The final act of the oil sands process will be reclamation of the land. The mining will eventually dig up an area that is the size of Lake Erie and is largely comprised of boreal wetlands. Wetlands are known as the “kidneys” of a watershed because they regulate flow and remove contaminants. According to Lee Foote, a wetlands specialist at the University of Alberta, no one really knows yet how to reclaim a fen, bog or peatland in the oil sands. He calculates that the cost of replacing the projected 96,000 hectares of mined wetland, depending on the replacement standards adopted, could, at $25,000 a hectare, range between $7 billion and $24 billion. “It’s a significant liability if it can be done at all,” Foote says.
Turning bitumen into cleaner oil requires “upgrading” to create a product that can be refined into fuels and petrochemicals. The process also requires — surprise — lots of water for cooling and refining. Thus, proposals to build as many as 15 upgraders outside Edmonton, along the North Saskatchewan River, have spawned yet another water controversy.
Given that the industry has neither the room nor the labour force to build more upgraders in Fort McMurray, a host of oil companies have proposed building nearly $30 billion worth of upgraders in the area east of Edmonton that has become Alberta’s industrial heartland. Three separate pipelines would supply the upgraders with fresh bitumen.

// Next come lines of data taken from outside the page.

PR #859, opened 2023-11-02
Asset Hierarchy - Remove single partition deletion flag

BenChand:
NPE fixed with single partition deletes so move to that

### DIFF
--- a/src/main/scala/cognite/spark/v1/DefaultSource.scala
+++ b/src/main/scala/cognite/spark/v1/DefaultSource.scala
@@ -406,6 +406,9 @@ object DefaultSource {
     val collectMetrics = toBoolean(parameters, "collectMetrics")
     val collectTestMetrics = toBoolean(parameters, "collectTestMetrics")
 
+    val userSinglePartition =
+      toBoolean(parameters, "useSinglePartition", defaultValue = false)
+
     val saveMode = parseSaveMode(parameters)
     val parallelismPerPartition = {
       toPositiveInt(parameters, "parallelismPerPartition").getOrElse(
@@ -455,7 +458,8 @@ object DefaultSource {
       deleteMissingAssets = toBoolean(parameters, "deleteMissingAssets"),
       subtrees = subtreesOption,
       ignoreNullFields = toBoolean(parameters, "ignoreNullFields", defaultValue = true),
-      rawEnsureParent = toBoolean(parameters, "rawEnsureParent", defaultValue = true)
+      rawEnsureParent = toBoolean(parameters, "rawEnsureParent", defaultValue = true),
+      useSinglePartition = userSinglePartition
     )
   }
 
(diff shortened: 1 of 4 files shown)


src/main/scala/cognite/spark/v1/RelationConfig.scala
```diff
@@ -21,8 +21,7 @@ final case class RelationConfig(
     deleteMissingAssets: Boolean,
     subtrees: AssetSubtreeOption,
     ignoreNullFields: Boolean,
-    rawEnsureParent: Boolean,
-    enableSinglePartitionDeleteAssetHierarchy: Boolean // flag to test whether single partition helps avoid NPE in asset hierarchy builder
```
dmivankov, line 25: I think we might want to keep it for potential future investigations if we see weird NPEs again, that be a way to get one of them ready

BenChand: Ah fair enough, I'll rename it to "useSinglePartition" or something

src/main/scala/cognite/spark/v1/RelationConfig.scala
```diff
@@ -22,7 +22,7 @@ final case class RelationConfig(
     subtrees: AssetSubtreeOption,
     ignoreNullFields: Boolean,
     rawEnsureParent: Boolean,
-    enableSinglePartitionDeleteAssetHierarchy: Boolean // flag to test whether single partition helps avoid NPE in asset hierarchy builder
+    useSinglePartition: Boolean // a flag for helping to test NPEs by moving the data frame to a single partition
```
dmivankov, line 25:
```suggestion
    useSinglePartitionForAssetHierarchyDeletion: Boolean // a flag for helping to test NPEs by moving the data frame to a single partition
```
or something. Maybe invert the name so that default values is false and it'd mean do repartition to 1. Also let's use repartition as default here

src/main/scala/cognite/spark/v1/DefaultSource.scala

But the upgraders, like their bitumen-mining cousins, gulp lakes of water. The North West Upgrader, under construction by a Calgary firm, will annually use up to 5.6 billion litres of water from the North Saskatchewan—a river only a third the size of the Athabasca.
Last year, a report done by the engineering firm Morrison Hershfield for Strathcona and Sturgeon counties added up the water footprint for the upgrader boom. Each facility would require anywhere between 16 and 20 megalitres of water a day — the equivalent of six to eight Olympic-sized swimming pools. By 2026, their daily thirst could amount to between 200 and 240 megalitres or the equivalent of more than 80 Olympic-sized swimming pools. In contrast, the city of Edmonton uses 350 megalitres a day and returns most of that water to the river in treated form. The upgraders, however, won’t do that: Some 70% of the water will be consumed or lost to evaporation.
The oil patch rates as the North Saskatchewan basin’s second-highest water user (18%), behind other industry in general. The upgrader boom, however, will make the petroleum sector No. 1. In fact, a recent report for the North Saskatchewan Watershed Alliance says that “nearly all of the projected increase in surface water use will be in the petroleum sector.” By 2015, the upgraders’ demands on the river will increase water use by 278%, and, by 2025, by 339%. John Thompson, author of the report, says the absence of an authoritative study on the river’s ecosystem remains the central issue. “We don’t know what it takes to maintain the river’s health.”